Sarrasin (alternate spelling Saracen), their last chief before the removal, was a Roman Catholic and friend of the Lazarist missionaries (Congregation of the Missions), who had arrived in 1818. He died about 1830 and is buried adjoining St. Joseph's Church, Pine Bluff. A a memorial window in the church preserves his name. Fr. John M. Odin was the pioneer Lazarist missionary among the Quapaw; he later served as the Catholic Archbishop of New Orleans.
In 1834, under another treaty and the federal policy of Indian Removal, the Quapaw were removed from the Mississippi valley areas to their present location in the northeast corner of Oklahoma, then Indian Territory.

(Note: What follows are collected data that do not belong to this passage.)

PR #1837, opened 2026-08-30
Fix tooltip visibility and item comparison flashing

jixinliu666:
## What does this PR do?

Fixes tooltip visibility and item-comparison lifecycle issues when the existing "Show Tooltips" mode is active.

- Prevents delayed comparison cleanup from clearing a newly allowed tooltip.
- Applies the existing EUI tooltip visibility mode to explicitly-owned tooltips, including bag container items and character equipment slots.
- Re-applies suppression when item data asynchronously re-shows GameTooltip.

## How was it tested?

Tested in World of Warcraft Retail:

- "Always": tooltips remain visible in combat, equipment comparison tooltips stay hidden, and the tooltip no longer flashes.
- "Out of Combat": bag and character-panel tooltips remain hidden during combat.

### Bag: Always in combat

Before: bag item tooltip and comparison visible

After: no comparison tooltip and no flashing

### Bag: Out of Combat mode

After: no tooltip on bag item hover during combat

### Character panel: Out of Combat mode

Before: character panel tooltip visible during combat

After: no character panel tooltip during combat

## Checklist

- [x] No new settings or default behavior changes; uses the existing "Show Tooltips" setting.
- [x] Zero additional cost while the existing mode is disabled; no new always-on frame, event, polling, or hook was added.
- [x] Event-driven while enabled; no OnUpdate or wall-clock logic gate was added.
- [x] No new Blizzard-frame state or SetScript usage was introduced; the existing tooltip suppression controller is reused.


jixinliu666:
Superseded by the split PRs #1838 (comparison cleanup) and #1839 (tooltip owner synchronization).

PR #321, opened 2026-09-13
fix(chart): merge deployment.env with chart defaults by name instead of per-name guards

TheRealNoob:
## Summary

Follow-up to https://github.com/vince-riv/argo-diff/pull/320
Related to https://github.com/vince-riv/argo-diff/issues/317

Reviewing that PR's `deployment.env` passthrough, the duplicate-name handling didn't sit right: it hardcodes a per-name `if not (has "LOG_LEVEL" $envNames)` / `if not (has "ARGOCD_CLI_CMD_NAME" $envNames)` guard for each chart default, which doesn't scale (every future default needs its own guard) and isn't actually doing the dedup itself — `append` only builds the `$envNames` lookup list the guards check against.

This replaces that with a single `argo-diff.env` helper (`templates/_helpers.tpl`) that merges `deployment.env` over the chart's defaults by name in one Sprig `merge` call, so a same-named entry always replaces the default instead of needing a dedicated guard.

One subtlety worth flagging for review: the two chart defaults are kept as plain scalars rather than `{value: ...}` maps. This is deliberate — Sprig's `merge`/`mergeOverwrite` deep-merge nested maps (via mergo), so if the defaults were also `{value: ...}` maps, an override that switches the same name to `valueFrom` would have the default's `value` field survive alongside it (Kubernetes rejects an `EnvVar` with both set). Keeping defaults as scalars means a type mismatch prevents that recursion. Covered by a dedicated test.

This also fixes a coercion issue the merge otherwise introduces: a non-string `logLevel` (eg. `--set logLevel=5`) previously rendered as an unquoted YAML number via `toYaml`, whereas the old template's literal `value: "{{ .Values.logLevel }}"` always quoted it. Now explicitly cast to a string.

One user-visible behavior change: the rendered `env:` list is now sorted alphabetically by name rather than defaults-then-appended-entries. Noted in `charts/context.md`.

`helm lint` and `helm unittest .` (66 tests) pass.

## Test plan

- [x] `helm lint charts/argo-diff`
- [x] `helm unittest charts/argo-diff` (66/66 passing)
- [x] Manually rendered `deployment.yaml` with `--set logLevel=5`, `deployment.env` overrides, and `argocdCli.image.tag` set to confirm ordering, overrides, and the value/valueFrom leak scenario

Assisted-by: Claude Code (claude-opus-4-6)


TheRealNoob:
This won't affect my use cases so it won't bother me if you don't merge it.  I was just reading over the last PR and couldn't understand how it solved some of the stated problems and felt I had to at least share how I've seen this solved in other charts.

vrivellino (approved):
Thanks @TheRealNoob!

In 1824, the Jesuits of Maryland, under Father Charles Van Quickenborne, took up work among the native and migrant tribes of Indian Territory (present-day Kansas and Oklahoma). In 1846, the Mission of St. Francis was established among the Osage, on Neosho River, by Fathers John Shoenmakers and John Bax. They extended their services to the Quapaw for some years.
20th century
The Quapaw, together with associated remnant tribes, the Miami, Seneca, Wyandot and Ottawa, were served from the Mission of "Saint Mary of the Quapaws", at Quapaw, Oklahoma. Historians estimated their number at European encounter as 5000. The Catholic Encyclopedia noted the people had suffered from high fatalities due to epidemics, wars, removals, and social disruption. It documented their numbers as 3200 in 1687, 1600 in 1750, 476 in 1843, and 307 in 1910, including people of mixed-race. The tribes had matrilineal kinship systems, and children born to and raised by Quapaw women were considered to be tribal members.

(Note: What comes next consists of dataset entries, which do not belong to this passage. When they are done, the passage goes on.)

PR #324, opened 2026-09-13
feat(k3s): overridable bundled argocd CLI version + app-in-any-namespace e2e coverage

brushmtn:
This adds two independent capabilities to the k3s e2e test in `.github/workflows/k3s.yml`: a `workflow_dispatch` input to override the version of the `argocd` CLI bundled into the argo-diff image under test (via a new `ARGOCD_IMAGE` Dockerfile build-arg, which Renovate already tracks automatically), and a second, parallel app-of-apps tree (`any-ns-meta`/`any-ns-deployment`, split across the `argocd-apps` and `apps` namespaces) that exercises argo-diff's `--app-namespace` support for ArgoCD's app-in-any-namespace feature, added in #311. The existing `argocd`-namespace apps are untouched; both scenarios now run side by side. The in-cluster ArgoCD chart/app version and the runner's own `argocd` CLI (used to drive `argocd app wait`) still float on "latest", unchanged — pinning those is a possible future enhancement, noted in `test/context.md` but not built here.

A pinned `argocd_version` dispatch now also gets its own PR comment: `ARGO_DIFF_CONTEXT_STR` (the key argo-diff uses to find its own comment on a PR) varies with the version, and `ARGO_DIFF_COMMENT_PREAMBLE` calls out which version is under test, so a version-override run no longer overwrites the standard run's comment on the same PR.

**Depends on #311.** `--app-namespace` support doesn't exist on `main` yet (#311 is an open, unmerged, cross-repo fork PR), so `argo-diff`'s `app diff` calls against `any-ns-meta`/`any-ns-deployment` currently fail CI with a `PermissionDenied` from ArgoCD — expected until #311 merges, not a bug in this PR. Everything up to that point (Dockerfile override, namespace/RBAC/AppProject wiring, ArgoCD sync of the any-ns apps) is verified working on real CI. Once #311 lands on `main`, rebase this branch and CI should go green.


brushmtn:

<details>
<summary>Plan</summary>

1. Dockerfile: replace the fixed `FROM quay.io/argoproj/argocd:...` with an `ARG ARGOCD_IMAGE=quay.io/argoproj/argocd:v3.5.2@sha256:...` default, `FROM ${ARGOCD_IMAGE} AS argocd`, and a `RUN argocd version --client` build-time sanity check. No renovate.json change needed — Renovate's Docker manager already tracks this `ARG X=image:tag@digest` + `FROM ${X}` pattern.

2. `.github/workflows/k3s.yml`: add an optional `workflow_dispatch.inputs.argocd_version` (default `''`). Split the existing "Build argo-diff image" step into two, gated by `if: ${{ github.event.inputs.argocd_version == '' }}` (unchanged default build) vs `!= ''` (new step passing `--build-arg ARGOCD_IMAGE=quay.io/argoproj/argocd:<version>`). The in-cluster ArgoCD install and the runner's own `argocd` CLI install stay unchanged (latest).

3. Add a second, parallel app-of-apps tree for app-in-any-namespace coverage, additive to the existing `argocd`-namespace apps: `test/argocd-meta-any-ns.yaml` (AppProject `any-ns` + Application `any-ns-meta` in namespace `argocd-apps`), `test/argocd-applications-any-ns/` (child Application `any-ns-deployment`, kustomized into namespace `apps`), `test/any-ns-deployment/` (the actual workload namespace + Deployment, self-contained so it can't collide with `basic-deployment`'s cluster-scoped resources).

4. `test/argocd-helmchart.yaml`: add `configs.params."application.namespaces": "argocd-apps,apps"` so ArgoCD watches Applications outside its own namespace.

5. `.github/workflows/k3s.yml`: create the `argocd-apps`/`apps` namespaces, apply `argocd-meta-any-ns.yaml`, and add `argocd app wait any-ns-meta --app-namespace argocd-apps` / `argocd app wait any-ns-deployment --app-namespace apps` to the existing wait step. The broken-app/failure-scenario steps stay `argocd`-namespace-only, unchanged.

6. Update `test/context.md` with the new namespaces, the `argocd_version` dispatch input, and a note that pinning the in-cluster ArgoCD version is a possible future enhancement, not covered here.

7. Verify: `go build -v ./...` and `go test ./...` (no Go changes, should stay green), YAML-parse-check all new/changed YAML files (no Docker available in this sandboxed environment to build-test the Dockerfile locally — that needs CI or a manual dispatch). Commit, push, open PR.

</details>

<details>

Status: implementation complete; CI is red but for an expected, documented reason (blocked on #311), not a bug in this branch. Do not spend more CI cycles debugging the "Run argo-diff (healthy)" failure below — it will resolve itself once #311 merges to main and this branch rebases.

Done: all plan steps implemented and pushed (commits 0bfcd11 through b39105d), plus one additive commit to the shared `k3s-test` branch (c883a19, "chore(gha): add any-ns app-in-any-namespace e2e fixtures") adding the new fixture paths there too — required because the any-ns Applications pin `targetRevision: k3s-test`, same as `meta`/`basic-deployment`, and that stable branch didn't have the new paths yet. User approved that push explicitly (it's a shared branch other PRs' e2e runs also depend on) before it happened.

Two real bugs were found via live CI runs and fixed on this branch: (1) the `ARGOCD_IMAGE` build-arg was declared after the first `FROM`, scoping it to the wrong stage so it resolved blank in the second `FROM` — fixed by moving the `ARG` to global scope, before any `FROM` (commit 47bad5a). (2) `kubectl -n argocd apply -f test/argocd-meta-any-ns.yaml` conflicted with that file's own `metadata.namespace: argocd-apps` on the Application object — fixed by giving the AppProject its own explicit `namespace: argocd` and dropping the `-n` flag for that one apply (commit 9e91058). A third change, setting `configs.rbac.policy.default: role:admin` in `test/argocd-helmchart.yaml` (commit b39105d), fixes a real, independent, documented upstream RBAC gap (argoproj/argo-cd#332: `server.disable.auth` bypasses authentication but not RBAC, and the built-in `role:readonly` default policy doesn't cover the `<project>/<namespace>/<app>` object format apps outside the `argocd` namespace use) — keep this even though it wasn't sufficient on its own to fix the current CI failure, since it's still a correctness fix that will matter once #311 lands.

Verified via live CI (not just locally): Docker build now succeeds with the ARGOCD_IMAGE fix. The any-ns AppProject, both any-ns Applications, and their RBAC/namespace wiring all sync and reach Healthy/Synced correctly (confirmed via a dedicated debug step added at commit db555ec, and via a clean "Sync Application and wait for ready" pass in the most recent run) — this proves the fixtures, the `application.namespaces` ArgoCD config, and the k3s-test branch update are all correct.

Root cause of the remaining CI failure: `internal/argocd` on `main` (and therefore on this branch, which was correctly branched from a fresh `origin/main` per this repo's workflow) has no `--app-namespace` flag support at all — that code lives entirely in #311, an open, unmerged, cross-repo fork PR (`TheRealNoob:fix/app-namespace-for-multi-namespace-apps`, not authored by this session). Without that flag, `argocd app diff any-ns-meta`/`any-ns-deployment` (run without `--app-namespace`) gets a gRPC `PermissionDenied` from the ArgoCD server. This is the expected, by-design failure mode until #311 merges — the whole point of this PR's e2e coverage is to exercise code that doesn't exist on this branch yet. Confirmed by grepping this branch's `internal/argocd/*.go` for `app-namespace`/`AppNamespace`: zero matches.

Additional change requested and made after the above (commit a80665c): a pinned `argocd_version` dispatch now gets its own PR comment instead of overwriting the standard run's. `ARGO_DIFF_CONTEXT_STR` is the key `internal/github/comment.go` uses to find/match an existing comment on the PR (`commentIdentifier`); it was previously hardcoded to `ephemeral-environment-test`/`-failure` regardless of `argocd_version`, so a version-override dispatch would silently overwrite the default run's comment on the same PR. Both "Run argo-diff (healthy)" and "Run argo-diff (manifest failure)" steps now vary `ARGO_DIFF_CONTEXT_STR` on `argocd_version` (appending `-argocd-<version>`) and set `ARGO_DIFF_COMMENT_PREAMBLE` to call out which version is under test (the preamble otherwise silently falls back to the raw context string). `test/context.md` documents this. Not yet verified live (requires a dispatch with a non-blank `argocd_version`, which itself requires #311 first per the blocker above, since the healthy-run diff would still fail before posting a final comment) — logic was verified by reading `internal/github/comment.go`'s `commentIdentifier`/`wrapComment`/`boundPreamble` directly and matches the existing `cond && 'x' || 'y'` ternary style already used elsewhere in this repo's workflows (e.g. `dockerbuild.yml`).

Review feedback (vrivellino) on commit a80665c flagged a real bug in both `ARGO_DIFF_COMMENT_PREAMBLE` lines, confirmed live in this PR's own CI comment: `cond && '' || format(...)` collapses to the `format(...)` branch whenever `cond` is true, because GitHub Actions expressions treat `''` as falsy, so every default (non-override) run was evaluating the override message with a blank version instead of `''`. Fixed in commit bf878f8 by swapping which branch is guarded by `&&` (`cond != '' && format(...) || ''`), exactly per the reviewer's suggested diff. Replied to both review threads referencing bf878f8. Not yet re-verified live for the default (blank `argocd_version`) case specifically, since that requires the "Run argo-diff (healthy)" step to actually post its final comment, which the #311 blocker above prevents — the logic fix itself is confirmed correct by re-reading GitHub Actions' documented truthy/falsy expression rules against the corrected expression.

What's left: nothing further from this session until #311 merges to `main`. Once it does: rebase this branch on the updated `main`, push, and CI should go green (or surface any remaining real issues in #311's own `--app-namespace` wiring, which would then be genuinely new information). At that point also worth doing one dispatch with a non-blank `argocd_version` to confirm the new per-version comment actually posts as a separate comment on the test PR, and confirming the default (blank-version) run's comment no longer carries a stray preamble line. No other blockers.

</details>

.github/workflows/k3s.yml
```diff
@@ -227,13 +252,35 @@ jobs:
...
         timeout-minutes: 2
         env:
           POD_NAME_PREFIX: argo-diff-healthy
           IMAGE: ${{ env.ARGO_DIFF_IMAGE }}
-          ARGO_DIFF_CONTEXT_STR: ephemeral-environment-test
+          # A non-default argocd_version gets its own context string (and thus
+          # its own PR comment) so a pinned-version dispatch doesn't clobber
+          # the standard run's comment on the same PR.
+          ARGO_DIFF_CONTEXT_STR: ${{ github.event.inputs.argocd_version == '' && 'ephemeral-environment-test' || format('ephemeral-environment-test-argocd-{0}', github.event.inputs.argocd_version) }}
+          ARGO_DIFF_COMMENT_PREAMBLE: ${{ github.event.inputs.argocd_version == '' && '' || format('Testing with bundled argocd CLI `{0}` (overridden via workflow_dispatch input `argocd_version`).', github.event.inputs.argocd_version) }}
```
vrivellino: bug: the `cond && '' || format(...)` pattern collapses to the `format(...)` branch whenever `cond` is true and the empty string is falsy, so on every non-override run (`argocd_version == ''`) this evaluates to the override message with an empty version instead of `''`. Confirmed in this PR's own CI run: with `argocd_version` unset, the healthy-run step logs `ARGO_DIFF_COMMENT_PREAMBLE: Testing with bundled argocd CLI `` (overridden via workflow_dispatch input `argocd_version`).` instead of blank.
```suggestion
          ARGO_DIFF_COMMENT_PREAMBLE: ${{ github.event.inputs.argocd_version != '' && format('Testing with bundled argocd CLI `{0}` (overridden via workflow_dispatch input `argocd_version`).', github.event.inputs.argocd_version) || '' }}
```

.github/workflows/k3s.yml
```diff
@@ -262,7 +309,10 @@ jobs:
         env:
           POD_NAME_PREFIX: argo-diff-failure
           IMAGE: ${{ env.ARGO_DIFF_IMAGE }}
-          ARGO_DIFF_CONTEXT_STR: ephemeral-environment-test-failure
+          # See the healthy-run step above: a non-default argocd_version gets
+          # its own context string/comment here too.
+          ARGO_DIFF_CONTEXT_STR: ${{ github.event.inputs.argocd_version == '' && 'ephemeral-environment-test-failure' || format('ephemeral-environment-test-failure-argocd-{0}', github.event.inputs.argocd_version) }}
+          ARGO_DIFF_COMMENT_PREAMBLE: ${{ github.event.inputs.argocd_version == '' && '' || format('Testing with bundled argocd CLI `{0}` (overridden via workflow_dispatch input `argocd_version`) - manifest failure scenario.', github.event.inputs.argocd_version) }}
```
vrivellino: bug: same falsy-collapse issue as the healthy-run preamble above — swap which branch is the guard so the potentially-empty value sits in the `||` fallback, not after `&&`.
```suggestion
          ARGO_DIFF_COMMENT_PREAMBLE: ${{ github.event.inputs.argocd_version != '' && format('Testing with bundled argocd CLI `{0}` (overridden via workflow_dispatch input `argocd_version`) - manifest failure scenario.', github.event.inputs.argocd_version) || '' }}
```

vrivellino (commented):
No changes required before merge, but the two `ARGO_DIFF_COMMENT_PREAMBLE` lines have a real bug (see inline comments) that's already visible in this PR's own CI run — every default (non-override) e2e run posts a stray "Testing with bundled argocd CLI `` (overridden...)" preamble instead of leaving it blank. The `K8s v1.34` check failure itself is expected and already explained in the PR description (depends on unmerged #311), not a defect in this PR.

.github/workflows/k3s.yml
brushmtn: Fixed in bf878f8 — swapped which branch is guarded by `&&` so the potentially-empty value sits in the `||` fallback, matching your suggestion exactly.

.github/workflows/k3s.yml
brushmtn: Fixed in bf878f8 — same swap applied here.

vrivellino (approved):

The following passages are taken from the public domain Catholic Encyclopedia, written early in the 20th century. It describes the Quapaw from the non-native perspective of that time. Some of the tribe has strong Cherokee kin relationships then and now.

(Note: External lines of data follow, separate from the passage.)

PR #326, opened 2026-09-14
chore: close test and doc gaps from #311 app-in-any-namespace

brushmtn:
Closes test and doc gaps left by #311 (app-in-any-namespace support): missing coverage for `appKey()`'s namespace disambiguation (the fix for a real wrong-app-diff bug), missing coverage for the version-gate notices, and two stale `context.md` files. Assisted-by: Claude Code (claude-sonnet-5)


brushmtn:

<details>
<summary>Plan</summary>

1. `appKey()` test coverage (highest value — covers a real correctness fix): add `TestAppListToMapKeysByNamespaceAndName` and `TestArgoAppsWithChangesDisambiguatesByNamespace` to `internal/argocd/helper_test.go`; extend `argoAppManifestFixture` with a namespace parameter.
2. Notice test coverage: add two subtests to `TestGetApplicationManifestsAppNamespaceArg` in `internal/argocd/argocd_client_test.go` covering the old-client and lookup-failure notice paths (containment-only assertions, since `resetNotices()` is unexported).
3. Update `internal/config/context.md` and `internal/argocd/context.md` to reflect that `AddNotice()` now has a caller and to document namespace-aware app matching.
4. Verify: `go build`, `go fmt`, `go test -race ./...`, `golangci-lint run`; confirm each new test fails without its fix, then restore.

</details>

<details>

All three gaps from the original brief are complete. Three rounds of review from vrivellino have been addressed.
Round 1 (commit cbd5a9e): fixed the addNotice-seam bug in the two notice subtests, an inverted context.md line about which Applications go missing on an old CLI, and a slices.Concat nit.
Round 2 (commit f5a6ab0): the same namespace-inversion wording bug recurred in four more spots - internal/argocd/context.md's app-in-any-namespace section, the log.Warn() message and the old-client AddNotice() message in argocd_client.go. Also documented the addNotice seam in context.md.
Round 3 (commit eb4c51e): fixed a stale doc comment on supportsManifestsAppNamespace() that said the version check only matters for apps outside the CLI's default namespace; getApplicationManifests() passes --app-namespace for every parent, so an old CLI without the check would reject every argocd app manifests call.
Verification after round 3: go build clean, go fmt no diff, go test -race ./... all pass, golangci-lint run 0 issues.
No blockers. Watching for further review rounds.

</details>

internal/argocd/argocd_client_test.go
```diff
@@ -502,6 +504,53 @@ func TestGetApplicationManifestsAppNamespaceArg(t *testing.T) {
 			t.Errorf("expected --app-namespace to still be applied on the second call, got args %v", captured)
 		}
 	})
+
+	// config.resetNotices() is unexported and only usable inside package
+	// config, so these two subtests can't clear notice state before or after
+	// running. They assert containment only, never absence - AddNotice()
+	// dedupes, so re-running this subtest (or others that raise the same
+	// notice) doesn't change the outcome.
```
vrivellino: bug: In a normal run these containment checks pass without this subtest's own call, because the earlier "client older than 3.5.0" and "can't be determined" subtests already put both notices in the global list and nothing clears it. With the `getApplicationManifests` calls on lines 519 and 542 deleted, `go test -run TestGetApplicationManifestsAppNamespaceArg ./internal/argocd/` still passes; a package-level `addNotice = config.AddNotice` seam (like `execArgoCdCli`) would let each subtest capture only its own notices.

internal/config/context.md
```diff
@@ -39,9 +39,10 @@ There are two producers, and `Notices()` returns them in this order:
    deduped so a per-application code path can call it unconditionally, and capped at `maxNotices`
    (10) so it can't crowd the diffs out of the comment budget.
 
-Nothing calls `AddNotice()` yet — it is the seam for that first version-gated feature.
-`ConnectivityCheck()` in `internal/argocd/helper.go` already parses the client and server versions
-and then discards them, which is the obvious place to hook one in.
+The first caller is `supportsManifestsAppNamespace()` in `internal/argocd/argocd_client.go`: it
+raises a notice on both its false branches (client version undetectable, client older than
+`appNamespaceManifestsMinVersion`), so the PR comment explains why app-of-apps children outside
+ArgoCD's own namespace are missing rather than leaving the reader to guess.
```
vrivellino: bug: This inverts which Applications go missing: `--app-namespace` is the namespace of the parent passed to `argocd app manifests`, so an old CLI still finds children in any namespace under a parent in ArgoCD's own namespace. What it loses is every child of a parent outside that namespace.
```suggestion
`appNamespaceManifestsMinVersion`), so the PR comment explains why the children of app-of-apps
parents outside ArgoCD's own namespace are missing rather than leaving the reader to guess.
```

internal/argocd/helper_test.go
```diff
@@ -840,6 +840,74 @@ func TestArgoAppsWithChangesNamespacePropagation(t *testing.T) {
...
+// it can't tell them apart.
+func TestArgoAppsWithChangesDisambiguatesByNamespace(t *testing.T) {
+	resetSupportsManifestsAppNamespaceCache(t)
+	orig := execArgoCdCli
+	defer func() { execArgoCdCli = orig }()
+
+	const repoURL = "https://github.com/acme/widgets.git"
+	manifestA := argoAppManifestFixture("web", "team-a", repoURL)
+	manifestB := argoAppManifestFixture("web", "team-b", repoURL)
+	combined := append(append([]byte{}, manifestA...), append([]byte("\n---\n"), manifestB...)...)
```
vrivellino: nit: `slices.Concat` does this in one call, and it is already how `execArgoCdCli` joins argv.
```suggestion
	combined := slices.Concat(manifestA, []byte("\n---\n"), manifestB)
```

vrivellino (commented):
No blocking findings. The two new notice subtests do not test their own calls, and one doc line in `internal/config/context.md` names the wrong missing Applications.

internal/argocd/argocd_client_test.go
brushmtn: Fixed in cbd5a9e: added a package-level `addNotice = config.AddNotice` seam (same pattern as `execArgoCdCli`), and both subtests now swap it to capture only their own call's notices instead of reading `config.Notices()`. Verified your repro (deleting the `getApplicationManifests()` calls) now fails, then restored.

internal/config/context.md
brushmtn: Applied your suggestion verbatim in cbd5a9e.

internal/argocd/helper_test.go
brushmtn: Applied your suggestion verbatim in cbd5a9e.

internal/argocd/context.md
```diff
@@ -59,10 +59,20 @@ resolves `argocd version --client` (client-only, **no server round-trip** — no
 `ConnectivityCheck()`) and caches a successful result process-wide via `cachedSupportsManifestsAppNamespace`
 (a failed lookup is *not* cached, so it's retried on the next call). If the pinned CLI is `<3.5.0`,
 the flag is omitted entirely and app-of-apps discovery falls back to the CLI's implicit default
-namespace — nested Applications outside that namespace won't be found on an old CLI.
+namespace — nested Applications outside that namespace won't be found on an old CLI. Both false
```
vrivellino: bug: This line has the same inversion that `cbd5a9e` fixed in `internal/config/context.md`. An old CLI still finds children in any namespace under a parent in ArgoCD's own namespace; what it loses is every child of a parent outside that namespace.
```suggestion
namespace — an old CLI can't find the children of a parent outside that namespace. Both false
```

internal/argocd/context.md
```diff
@@ -59,10 +59,20 @@ resolves `argocd version --client` (client-only, **no server round-trip** — no
...
+branches of `supportsManifestsAppNamespace()` (version undetectable, version too old) call
+`config.AddNotice()`, so the PR comment tells the reader a pinned CLI is why children are missing,
+rather than leaving them to read it off an unrelated ArgoCD error.
```
vrivellino: convention: This file does not document the new `addNotice` seam, and line 23 still calls `execArgoCdCli` "the mocking seam for this whole package". A later notice test that follows this file will read `config.Notices()` and pass without its own call, which is the bug `cbd5a9e` fixed.
```suggestion
`config.AddNotice()`, so the PR comment tells the reader a pinned CLI is why children are missing,
rather than leaving them to read it off an unrelated ArgoCD error. They call it through `addNotice`,
a second package-level seam: tests swap it to capture only their own call's notices, because
`config.Notices()` reads a process-wide list that tests in this package cannot clear.
```

vrivellino (commented):
No blocking findings. The 3 earlier findings are fixed in `cbd5a9e`, and both notice subtests now fail when their own `getApplicationManifests` call is deleted. Two doc gaps remain in `internal/argocd/context.md`.

internal/argocd/argocd_client.go
```diff
@@ -217,12 +222,12 @@ func supportsManifestsAppNamespace(ctx context.Context) bool {
 	v, err := argocdClientVersion(ctx)
 	if err != nil {
 		log.Warn().Err(err).Msg("failed to determine argocd CLI client version; omitting --app-namespace from `argocd app manifests` (app-of-apps discovery will only find nested apps in the CLI's default namespace)")
```
vrivellino: bug: This warning has the same inversion fixed in `internal/config/context.md`: an old CLI still finds nested apps in any namespace under a parent in the CLI's default namespace. What it loses is every child of a parent outside that namespace, so an operator who reads this log looks in the wrong place.
```suggestion
		log.Warn().Err(err).Msg("failed to determine argocd CLI client version; omitting --app-namespace from `argocd app manifests` (app-of-apps discovery will not find the nested apps of a parent outside the CLI's default namespace)")
```

vrivellino (commented):
One more doc gap, in an operator-facing log message.

internal/argocd/argocd_client.go
```diff
@@ -217,12 +222,12 @@ func supportsManifestsAppNamespace(ctx context.Context) bool {
...
-		config.AddNotice("argo-diff could not determine the `argocd` CLI version, so app-of-apps children are only enumerated for Applications in ArgoCD's own namespace.")
+		addNotice("argo-diff could not determine the `argocd` CLI version, so app-of-apps children are only enumerated for Applications in ArgoCD's own namespace.")
 		return false
 	}
 	supported := versionAtLeast(v, appNamespaceManifestsMinVersion)
 	if !supported {
-		config.AddNotice(fmt.Sprintf(
+		addNotice(fmt.Sprintf(
 			"The pinned `argocd` CLI (%s) is older than %s, so app-of-apps children are only enumerated for Applications in ArgoCD's own namespace. Point `ARGOCD_CLI_CMD_NAME` at a newer CLI to diff nested Applications in other namespaces.",
```
vrivellino: bug: "to diff nested Applications in other namespaces" tells the PR reader that a newer CLI finds children that live in other namespaces, but an old CLI already finds those under a parent in ArgoCD's own namespace. What a newer CLI adds is the nested Applications of parents in other namespaces.
```suggestion
			"The pinned `argocd` CLI (%s) is older than %s, so app-of-apps children are only enumerated for Applications in ArgoCD's own namespace. Point `ARGOCD_CLI_CMD_NAME` at a newer CLI to diff the nested Applications of parents in other namespaces.",
```

vrivellino (commented):
One more wording fix, in the old-client PR comment notice.

internal/argocd/context.md
brushmtn: Applied your suggestion verbatim in f5a6ab0.

internal/argocd/context.md
brushmtn: Applied your suggestion verbatim in f5a6ab0, and also updated the execArgoCdCli line at the top of the file to point at addNotice as the second seam.

internal/argocd/argocd_client.go
brushmtn: Applied your suggestion verbatim in f5a6ab0.

internal/argocd/argocd_client.go
brushmtn: Applied your suggestion verbatim in f5a6ab0.

vrivellino (commented):
No blocking findings. All 4 comments from the last round are fixed in `f5a6ab0`.

- nit: `internal/argocd/argocd_client.go:209-210` (outside the diff hunks) says that without the version check only discovery "for apps outside the CLI's default namespace" would pass the unknown flag. `getApplicationManifests()` passes `--app-namespace` for every parent, including parents in `argocd`, so an old CLI would reject every `argocd app manifests` call; suggested wording: "without this check, every `argocd app manifests` call would pass a flag the CLI doesn't understand."

brushmtn:
Applied the suggested wording in eb4c51e (`argocd_client.go:208-210`).

vrivellino (approved):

A tribe now nearly extinct, but formerly one of the most important of the lower Mississippi region, occupying several villages about the mouth of the Arkansas, chiefly on the west (Arkansas) side, with one or two at various periods on the east (Mississippi) side of the Mississippi, and claiming the whole of the Arkansas River region up to the border of the territory held by the Osage in the north-western part of the state. They are of Siouan linguistic stock, speaking the same language, spoken also with dialectic variants, by the Osage and Kansa (Kaw) in the south and by the Omaha and Ponca in Nebraska. Their name properly is Ugakhpa, which signifies "down-stream people", as distinguished from Umahan or Omaha, "up-stream people". To the Illinois and other Algonquian tribes, they were known as 'Akansea', whence their French names of Akensas and Akansas. According to concurrent tradition of the cognate tribes, the Quapaw and their kinsmen originally lived far east, possibly beyond the Alleghenies, and, pushing gradually westward, descended the Ohio River – hence called by the Illinois the "river of the Akansea" – to its junction with the Mississippi, whence the Quapaw, then including the Osage and Kansa, descended to the mouth of the Arkansas, while the Omaha, with the Ponca, went up the Missouri.[22]
Government
The Town of Quapaw, Oklahoma serves as the tribal capital of the Quapaw Nation, which has a 13,000-acre (53 km2) tribal jurisdictional area.
The Quapaw people elect a tribal council and the tribal chairman, who serves a two-year term. The governing body of the tribe is outlined in the governing resolutions of the tribe, which were voted upon and approved in 1956 to create a written form of government. (Prior to 1956 the Quapaw Tribe operated on a traditional, hereditary chief system).[23] The Chairman is Joseph T. Byrd.[24] The Fourth of July weekend is also when the tribe convenes the annual general council meeting, during which important decisions regarding the policies and resolutions of the Quapaw tribe are voted upon by tribal members over the age of eighteen.
The tribe operates a Tribal Police Department and a Fire Department, which handles both fire and EMS calls. They issue their own tribal vehicle tags and have their own housing authority.[24]
Economy
The tribe owns two smoke shops and motor fuel outlets, known as the Quapaw C-Store and Downstream Q-Store.[25] They also own and operate the Eagle Creek Golf Course and resort, located in Loma Linda, Missouri.[26]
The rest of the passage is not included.